- WORK TO BE COMPLETED
Set down exactly, from the records below, the line with "the two above." through the line with "Both review points", and nothing else.

Stored data entries:

========================================

PR #15073, opened 2026-02-02
fix: resolve mock state error and race condition (#15072)

mccmrunal:
## Proposed changes

[//]: # (Describe the big picture of your changes here to communicate to the maintainers why we should accept this pull request. If it fixes a bug or resolves a feature request, be sure to link to that issue.)
Fixes #15072 - This PR resolves two critical bugs in WebdriverIO's mock functionality:

Bug 1: Duplicate Mock State Error
When mocking the same URL twice in a test, the second attempt fails with:

Root Cause: WebDriver BiDi maintains state for network intercepts. Creating a second mock without properly cleaning up the first causes a state conflict.

Solution: Implemented a cleanup-before-create pattern that detects existing mocks with the same URL pattern and filter options, calls restore() to remove the BiDi intercept, and then creates the new mock.

Bug 2: Race Condition with In-Flight Requests

When restore() is called while requests are in-flight (blocked and waiting to be continued), those requests could hang indefinitely.
Root Cause: The restoration flow set the #restored flag before cleaning up in-flight requests and removing the BiDi intercept, creating a window where requests could be ignored.

Solution:
Added #blockedRequests Set to track all blocked request IDs throughout their lifecycle Reordered restore()
 to: (1) continue all in-flight blocked requests, (2) remove BiDi intercept, (3) set #restored = true
Enhanced early return guards to handle late-arriving requests gracefully
## Types of changes

[//]: # (What types of changes does your code introduce to WebdriverIO?)
[//]: # (_Put an `x` in the boxes that apply_)

- [ ] Polish (an improvement for an existing feature)
- [x] Bugfix (non-breaking change which fixes an issue)
- [ ] New feature (non-breaking change which adds functionality)
- [ ] Breaking change (fix or feature that would cause existing functionality to not work as expected)
- [ ] Documentation update (improvements to the project's docs)
- [ ] Specification changes (updates to WebDriver command specifications)
- [ ] Internal updates (everything related to internal scripts, governance documentation and CI files)

## Checklist

[//]: # (_Put an `x` in the boxes that apply. You can also fill these out after creating the PR. If you're unsure about any of them, don't hesitate to ask. We're here to help! This is simply a reminder of what we are going to look for before merging your code._)

- [x] I have read the [CONTRIBUTING](https://github.com/webdriverio/webdriverio/blob/main/CONTRIBUTING.md) doc
- [x] I have added tests that prove my fix is effective or that my feature works
- [x] I have added the necessary documentation (if appropriate)
[...]

PR #15643, opened 2026-09-20
fix(webdriverio): release an intercepted request once per phase

### LINKED ISSUE #15072: [🐛 Bug]: Error happens if same url is mocked 2x in the same scenario

### WebdriverIO Version

9.23.2

### Node.js Version

24.13.0

### Mode

WDIO Testrunner

```typescript
{
        browserName: "chrome",
        "goog:chromeOptions": {
            args: [
                "--start-maximized",
                "--lang=en-GB"
            ]
        },
    }
```

### What happened?

I need to mock the same URL multiple times within a single test scenario to verify different responses. However, on the 2nd attempt, the run fails with the following error:

`Error: WebDriver Bidi command "network.continueRequest" failed with error: unknown error - Invalid state for continueInterceptedRequest`

Subsequent mock definitions for the same URL should successfully override previous ones without causing state errors (as it was work with WDIO v8)

### How to reproduce the bug.

You have here a reproducible example:

[wdio.zip](https://github.com/user-attachments/files/24994339/wdio.zip)

### Relevant log output

```typescript
Error: WebDriver Bidi command "network.continueRequest" failed with error: unknown error - Invalid state for continueInterceptedRequest
```

### Code of Conduct

PloneMraz:
### Proposed changes

Fixes #15072 — mocking the same URL twice in one scenario failed with
`WebDriver Bidi command "network.continueRequest" failed with error: unknown error - Invalid state for continueInterceptedRequest`.

Each mock registers its own `network.addIntercept` and its own listener on
`network.beforeRequestSent` / `network.responseStarted`. When two mocks match the
same URL, the driver reports both intercepts on the event and **both** handlers
try to release the same paused request. The first call succeeds, the second is
rejected. Nothing awaits an event handler, so that rejection escapes as an
unhandled rejection — which is why the same code sometimes fails a test loudly
and sometimes appears to work.

Reproduced on `main` (`2e38958`) with Chrome 153.0.8010.52, running the sequence
from the issue (mock the URL, navigate and search, `mockClearAll()`, mock the same
URL again, navigate and search again). The BiDi log shows the double release:

```
BIDI COMMAND network.continueRequest {"request":"23672.143"}
BIDI COMMAND network.continueRequest {"request":"23672.143"}
BIDI RESULT   {"id":23,"result":{},"type":"success"}
BIDI RESULT   {"id":24,"error":"unknown error","message":"Invalid state for continueInterceptedRequest"}

BIDI COMMAND network.provideResponse {"request":"23672.143", ...second mock's body}
BIDI COMMAND network.provideResponse {"request":"23672.143", ...first mock's body}
BIDI RESULT   {"id":25,"result":{},"type":"success"}
BIDI RESULT   {"id":26,"error":"unknown error","message":"Invalid InterceptionId."}
```

and the event itself names both intercepts:

```
beforeRequestSent req=27104.143 blocked=true intercepts=["a9d45f6c-…","10fd3d44-…"]
```

The fix routes every release through `#continueRequest` / `#provideResponse` /
`#failRequest`. All listeners of one BiDi event receive the same parameter
object, so when `intercepts` holds more than one id the first mock to release the
request marks the event and the others skip a call that can only fail. A request
blocked by a single intercept takes no mark and goes through untouched, so the
common case is unchanged.

`beforeRequestSent` and `responseStarted` arrive as separate event objects, which
is what keeps a request releasable once in each phase.

Whichever mock releases the request first still wins, exactly as today — this
changes nothing about which response is delivered, only that the losing mocks no
longer send a call the driver rejects. If maintainers would rather define an
explicit precedence between overlapping mocks (e.g. "the most recently registered
one wins"), that is a separate change and I am happy to follow up.

One incidental change: `networkFailRequest` in the `mock.respond()` error path
kept its `.catch(#handleNetworkProvideResponseError)`, and the `abort()` path now
shares it. It only swallows "no such request", which is the same harmless race.

### Verification

- `npx vitest run packages/webdriverio` — 1334 passed, 1 skipped, no type errors.
- Four new unit tests in `tests/utils/interception/index.test.ts`: a doubly
  blocked request is continued once, responded to once and failed once, plus a
  control asserting a single mock still releases the same request in both phases.
- Mutation check: making `claimRelease()` always return true turns the three
  multi-mock tests red and leaves the control green.
- e2e: `wdio/headless/mocking.e2e.ts` — 9 passing. Full headless e2e run —
  105 passing. (`puppeteer.e2e.ts` crashes under parallel load on this Windows
  machine with `Assertion failed: !(handle->flags & UV_HANDLE_CLOSING)`; it does
  the same on an unmodified `main` and passes in isolation, so it is unrelated.)
- Re-running the issue's scenario against the built package: two
  `network.continueRequest` and two `network.provideResponse` for two requests,
  and no protocol error.

### Types of changes

### Checklist


christian-bromann:
Thank you! Can we update the branch?

PloneMraz:
Updated — the branch is now rebased onto `main` (`2ce0cf7`).

While rebasing I saw that #15073 landed for the same issue, so I re-measured before pushing rather than assume this was still needed. #15073 makes `mock()` replace a mock that has an *identical* definition, which removes the exact case in the issue report. The overlap it does not cover is the one the `mockClearAll` docs already show — mocks whose **definitions differ** while their patterns match the same request:

```ts
const broad  = await browser.mock('https://cdn.jsdelivr.net/npm/**')
const narrow = await browser.mock('https://cdn.jsdelivr.net/npm/hammerjs@1.1.3/hammer.min.js', { method: 'get' })
```

On current `main`, the request both of them match arrives with two intercepts and is released twice:

```
beforeRequestSent intercepts=2
network.continueRequest  {"request":"3892.5"}   x2
network.provideResponse  {"request":"3892.5"}   x2
-> {"error":"unknown error","message":"Invalid InterceptionId."}
```

With this branch: one `continueRequest` and one `provideResponse` per request per phase, and no protocol error.

One thing changed since your first look. Guarding the release naively would have let a mock that is only releasing because the request **does not** match it take the release away from the mock it belongs to — which would break two mocks separated by `method`. So a declining mock now defers to the end of the event dispatch and releases only if nobody claimed the request. Verified in the browser:

```ts
const getMock  = await browser.mock(url, { method: 'GET'  }); getMock.respond({ who: 'get' })
const postMock = await browser.mock(url, { method: 'POST' }); postMock.respond({ who: 'post' })
// GET  -> {"who":"get"}     getMock.calls  === 1
// POST -> {"who":"post"}    postMock.calls === 1
```

There are two unit tests covering that precedence, plus one for the case where every mock declines and the request must still be released.

Verification: `npx vitest run packages/webdriverio` — 1347 passed, 1 skipped, no type errors. `mocking.e2e.ts` — 9 passing. Mutation check: making the claim always succeed turns 5 of the new tests red, and letting a declining mock release immediately turns exactly the precedence test red.

One note in case it is useful to you: `remocking.e2e.ts` hangs on this machine, and it does so on an unmodified `main` as well, so it is not something this branch introduces. It stalls during the first page load — `browser.mock('**/api/test', …)` is sent as `network.addIntercept {"urlPatterns":[{"type":"pattern"}]}`, i.e. with no pathname, so it intercepts every request on the page. I did not chase it further since it is outside this change, but it may be worth a look.

christian-bromann (approved):
LGTM 👍

PR #15672, opened 2026-09-21
breaking(@wdio/runner): remove the LegacyCustomStubCommand and setupExpect shims

PloneMraz:
### Proposed changes

Fixes #15651 — removes the two `@wdio/runner` shims that were marked *to remove in v10*.

**`LegacyCustomStubCommand`.** It existed because `addCommand` still accepts the deprecated positional form and the protocol stub recorded whatever arguments it was handed, so the runner had to branch on the shape when replaying commands onto the real session:

```ts
for (const [name, func, thirdArg, proto, instances] of customStubCommands) {
    if (typeof thirdArg === 'object' && thirdArg !== null) { … }
    else if (typeof thirdArg === 'boolean') { … }
    else { … }
}
```

The stub now folds the positional form into the options object as it records it, the same way `monad.ts` and the multiremote `addCommand` already do. The transfer therefore has one shape and the runner replays `[name, fn, options]` unconditionally.

The **public** positional overloads of `addCommand` are deliberately untouched — the issue calls those out as separate work — and they keep working through exactly the path they always did, since `CustomCommandOptions` already carries `proto` and `instances`.

**`setupExpect`.** The `Map` overload and the runtime shim that made both `Object.entries(matchers)` and `matchers.entries()` work are gone; the signature is now single. No adapter in this repository used the `Map` form (`@wdio/jasmine-framework` already takes `typeof wdioCustomMatchers`), so this only affects third-party adapters, which need to iterate with `Object.entries(wdioMatchers)`.

### Acceptance criteria

- [x] `LegacyCustomStubCommand` type is deleted
- [x] Protocol stub / session-start transfer only accepts `[name, fn, CustomCommandOptions]`
- [x] `setupExpect` has a single signature; the `Map` overload and runtime shim are gone
- [x] Mocha / Jasmine / Cucumber adapters compile against the new signature
- [x] Runner unit tests no longer exercise the positional tuple or `Map` form

### Verification

- `npx vitest run` across the monorepo — 4245 passed, 8 skipped. One unrelated failure, `wdio-browser-runner`'s `mockHoisting` snapshot, which mismatches on a Windows drive prefix (`/E:/some/other/…` vs `/some/other/…`) and fails the same way on an unmodified `v10`.
- `npx vitest run packages/wdio-runner packages/webdriverio/tests/protocol-stub.test.ts` — 74 passed, no type errors.
- New tests in `packages/webdriverio/tests/protocol-stub.test.ts` cover where the behaviour moved: the options object is recorded as given, the positional form is folded into it, and an options object is recorded even when only a name and a function are passed.
- Mutation check: dropping the positional fold (`return {}`) turns the positional test red; recording `[name, fn]` without the options element turns three of the stub tests red.
- `npx tsc --noEmit` on `packages/webdriverio` is clean. `packages/wdio-runner` reports three errors about `TimingTracker`, `cpuProf` and `heapProf` — those are present on an unmodified `v10` here too and look like a stale local `@wdio/utils` build rather than anything in this change.

### Types of changes

### Checklist


PloneMraz:
The `Testrunner Tests (windows-latest)` job is red, and I do not think this change is the cause — but since it touches the session-start path every e2e test goes through, here is the evidence rather than an assertion.

**All six failures are tests that fetch `the-internet.herokuapp.com`, and only those:**

| test | URL |
| --- | --- |
| can query shadow elements | `/shadowdom` |
| supports basic auth | `/basic_auth` |
| should see that content is no longer displayed when window is closed | `/iframe` |
| can switch to a frame via element | `/nested_frames` |
| can switch to a frame via function | `/nested_frames` |
| should reset the frame when the page is reloaded | `/iframe` |

Every test in that spec that does *not* reach that host passed, 99 of them. The errors are all "still not displayed after 5000ms" / "doesn't exist" rather than anything protocol-shaped.

**The tests that do exercise this change passed in that same CI run:**

```
✓ should support custom element command on non-existing elements
✓ should support legacy custom element command on existing elements
✓ should support browser custom command
```

The middle one is `browser.addCommand('myElementLegacyCustomCommand', fn, true)` at module scope in `test.e2e.ts` — the deprecated positional form, registered before the session starts, so it goes through exactly the protocol-stub normalization this PR adds.

**Locally on this branch, the whole spec is green**, including all six of the CI failures:

```
105 passing (1m 29s)

✓ can query shadow elements
✓ supports basic auth
✓ should see that content is no longer displayed when window is closed
✓ can switch to a frame via element
✓ can switch to a frame via function
✓ should reset the frame when the page is reloaded
```

`the-internet.herokuapp.com` answers in ~1.5 s now, so it looks like it was unavailable or slow while that job ran. I cannot re-run the job myself — could someone with write access retry it?

**One correction to the PR description.** I reported three `tsc` errors in `packages/wdio-runner` (`TimingTracker`, `cpuProf`, `heapProf`) and said they were present on an unmodified `v10`. They were, but the cause was a stale local build of the workspace dependencies, not anything in the repository: after `npm run compile:all:core && npm run compile:all:main` they are gone and `@wdio/runner` builds cleanly. Sorry for the noise.

mccmrunal:
LGTM

PR #15674, opened 2026-09-21
breaking(webdriverio): return a MultiRemoteElementArray from multiremote $$

PloneMraz:
### Proposed changes

Fixes #15650 — `multiRemote.$$()` now always returns an ElementArray-like object, and `WDIO_ENABLE_MULTI_REMOTE_ELEMENT_ARRAY` is gone.

**The flag.** `multiremote.ts` returned the plain zipped array unless the env variable was set, so on multiremote `$$` had no `map` / `filter` / `selector` / `foundWith` and expect matchers that iterate an ElementArray did not work. v9 shipped the array behind the flag in #15532; this makes it the default.

**The type.** `MultiRemoteElementArray` is now a real exported type instead of a cast. `enhanceElementsArray` gained an overload for multiremote elements, which removes both `as unknown as` casts at the call site:

```diff
-const elementArray = enhanceElementsArray(
-    wrappedResult as unknown as WebdriverIO.Element[],
-    this as unknown as WebdriverIO.Browser,
-    selector,
-    commandName
-)
-Object.assign(elementArray, { isMultiremote: true })
+const elementArray = enhanceElementsArray(wrappedResult, this, selector, commandName)
+elementArray.isMultiremote = true
```

`isMultiremote: true` is part of `MultiRemoteElementArray`, so it is declared rather than stitched on, and `MultiRemoteBrowserCommandsType` returns it for `$$` / `custom$$` / `react$$` instead of `MultiRemoteElement[]`.

### Acceptance criteria

- [x] `multiRemote.$$()` always returns an ElementArray-like object
- [x] `process.env.WDIO_ENABLE_MULTI_REMOTE_ELEMENT_ARRAY` is deleted
- [x] A real `MultiRemoteElementArray` type is exported (no `as unknown as WebdriverIO.Element[]` cast)
- [x] `isMultiremote: true` is part of that type
- [x] Unit tests and e2e no longer toggle the env flag
- [x] Docs for MultiRemote `$$` describe the new return value

### Breaking change

Index access is unchanged, so code that only reads `elements[0]` keeps working. Code that relied on the result being a plain `MultiRemoteElement[]` — `Array.isArray` still returns `true`, but the prototype methods are the async ones — needs to treat it as an ElementArray. The docs section says so, and #15664 can pick it up for the migration guide.

### Verification

- `npx vitest run packages/webdriverio` — 1346 passed, 1 skipped, no type errors.
- Three new unit tests in `packages/webdriverio/tests/multiremote.test.ts`: the array shape without any opt-in, the instances carried by each entry, and the async array helpers.
- Mutation check: returning `wrappedResult` early again (the old flagged-off path) turns two of those three red.
- e2e: `wdio/wdio-multiRemote.conf.ts` — 30 passing on Chrome ×2 + Firefox, including the rewritten "should return a MultiRemoteElementArray at runtime" that used to sit behind the env flag.
- `npm run test:oxlint` — clean.

One note on the e2e: I removed the `describe('when enabling process.env.…')` wrapper and folded its assertions into a plain test, since the behaviour it opted into is now the default. It also asserts `isMultiremote` and no longer needs the `ElementArray` casts.

### Types of changes

### Checklist


PloneMraz:
The red checks here are not from this change, as far as I can tell — evidence rather than an assertion:

**`E2E Launch Test (ubuntu-latest)`** fails while installing chromedriver, before any test runs:

```
Error: Failed downloading chromedriver v152.0.7977.82 using
  {"cacheDir":"/tmp","buildId":"152.0.7977.82","platform":"linux",…}:
  The browser folder (/tmp/chromedriver/linux-152.0.7977.82) exist…
    at async setupChromedriver (packages/wdio-utils/build/node.js:262:7)
    at async Promise.all (index 3)
```

Four workers install into the same `cacheDir`, and one of them finds the folder already there. In the **same run**, the other two matrix entries passed:

```
E2E Launch Test (ubuntu-latest) -> failure
E2E Launch Test (macos-15)      -> success
E2E Launch Test (windows-latest)-> success
```

If this PR broke launching, all three would fail rather than one.

**`check-labels`** ran at 05:03 while the PR had no labels. It now carries `PR: Breaking Change 💥`, so it should pass on a re-run.

**`CI`** is the aggregator job for the two above.

I cannot re-run these myself — could someone with write access retry the run?

Locally on this branch: `npx vitest run packages/webdriverio` is 1346 passed / 1 skipped with no type errors, and the multiremote e2e suite (`wdio/wdio-multiRemote.conf.ts`) is 30 passing on Chrome ×2 + Firefox, including the rewritten `should return a MultiRemoteElementArray at runtime`.

PloneMraz:
Both review points were right — fixed in `77daa49`.

**Return types mismatch runtime.** Confirmed: `commandWrapper` only zips and enhances for `commandName === '$$'`; `custom$$` and `react$$` fall through to `return result`, one result per instance. So only `$$` now claims a `MultiRemoteElementArray`, and the other two keep the element-list type they already had:

```ts
} & {
    [K in keyof Pick<BrowserCommandsType, '$$'>]: … => ThenArg<WebdriverIO.MultiRemoteElementArray>
} & {
    [K in keyof Pick<BrowserCommandsType, Exclude<MultiElementCommandNames, '$$'>>]: … => ThenArg<WebdriverIO.MultiRemoteElement[]>
}
```

I did not extend the runtime zipping to `custom$$` / `react$$` — that would be a second breaking change beyond what #15650 asks for. Happy to open it separately if you want them consistent.

**Iterators erase multiremote types.** Also confirmed, and worse than it looked: `AsyncIterators<T>` took a `T` but hard-coded every element position to `WebdriverIO.Element`, and `forEach`, `find`, `some`, `every`, `filter`, `mapSeries` and `reduce` each declared their own `<T>` that shadowed it — so the interface parameter was reaching only `array: T[]` and `thisArg`. The element positions now use the interface's `T`, `filter` / `filterSeries` return `Promise<T[]>`, `entries()` yields `[number, T]`, and `thisArg` is `unknown` instead of a stray generic.

Covered in `tests/typings/webdriverio/async.ts`:

```ts
expectType<string[][]>(await mrElems.map((el) => el.instances))
expectType<WebdriverIO.MultiRemoteElement[]>(await mrElems.filter(async () => true))
// and the single-browser side still resolves to Element
expectType<WebdriverIO.Element[]>(await elems.filter(async () => true))
```

Mutation check on that: putting `WebdriverIO.Element` back into `map` and `filter` makes exactly those assertions fail —

```
async.ts(66,57): error TS2339: Property 'instances' does not exist on type 'Element'.
async.ts(67,50): error TS2345: Argument of type 'Element[]' is not assignable to parameter of type 'MultiRemoteElement[]'.
```

Re-verified after the change: `packages/webdriverio` typechecks clean, 1346 unit tests pass, `tests/typings/webdriverio` compiles with no errors in `async.ts`, and `npm run test:oxlint` is clean. (`config.ts` and `globalImport.ts` report two typing errors, but they do so on an unmodified `v10` as well.)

========================================

- SOLUTION FOR THIS TASK
**`CI`** is the aggregator job for the two above.

I cannot re-run these myself — could someone with write access retry the run?

Locally on this branch: `npx vitest run packages/webdriverio` is 1346 passed / 1 skipped with no type errors, and the multiremote e2e suite (`wdio/wdio-multiRemote.conf.ts`) is 30 passing on Chrome ×2 + Firefox, including the rewritten `should return a MultiRemoteElementArray at runtime`.

PloneMraz:
Both review points were right — fixed in `77daa49`.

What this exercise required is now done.